Find the probability function $f_X(x)$

Question

Let the distribution function of the random variable $X$ be:$\qquad$ $F_X(x) = \begin{cases}0 \qquad if \qquad x < 0, \\ \frac{x}{3} \qquad if \qquad 0 \leq x < 1, \\ \frac{x}{2} \qquad if \qquad 1 \leq x < 2 \\ 1 \qquad if \qquad 2 \leq x \end{cases}$

Find the probability function $f_X(x)$

My try:

If we graph $F_X(x)$ we can tell it´s a "mixed" fucntion. Because it´s discontinuous at $x=1$ and it can be expresed as a sum of a discrete function $F^d_X(x)$ and a continous function $F^c_X(x)$:

$$F_X(x) = F^c_X(x) + F^d_X(x)$$ then $\qquad$ $F^d_X(x) = \begin{cases}0 \qquad if \qquad x \leq 1, \\ x \qquad if \qquad 1 < x \end{cases}$

and for $F^c_X(x)$ we got the equation $$F^c_X(x) = F_X(x) - F^d_X(x)$$ which give us the fucntion

$F^c_X(x) = \begin{cases}0 \qquad if \qquad x < 0, \\ \frac{x}{3} \qquad if \qquad 0 \leq x < 1, \\ \frac{x-2}{2} \qquad if \qquad 1 \leq x < 2 \\ 1 \qquad if \qquad 2 \leq x \end{cases}$

then $$f_X(x) = f^d_X(x) + f^c_X(x)$$ it would be easy to find.

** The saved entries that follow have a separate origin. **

PR #1975, opened 2026-05-18
Nickez/ugui no inverse

NickeZ:
I want to remove inverted because multi-byte encodings like utf8 are not trivial to traverse backwards.

remove inverted, transparent and null checks in release mode.

* inverted is only used once (orientation screen)
* transparent is never used
* no need to do null-checks in release builds. Especially not confusing "silently fail" ones.

These all are things that we have added and are not part of the original ugui:

https://github.com/achimdoebler/UGUI/blob/ce0bccb5b7d4877c42081419fccadf7aa5727303/ugui.c#L60


benma (approved):
I'd prefer keeping the NULL checks, they don't really hurt right? And if a refactor or sth smuggles in a NULL it would help.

I don´t know if this process is correct. Any help would be great. Thanks!

Answer 1

There is not probability density function $f_X$ satisfying the distribution $F_X$. Note the relationship that $F_X(b) = \int_{-\infty}^b f_X(x)dx$ where we are using the Lebesgue integral. Then since $f_X$ is integrable, we must have that $F_X$ is continuous. See The Lebesgue integral of an integrable function is continuous.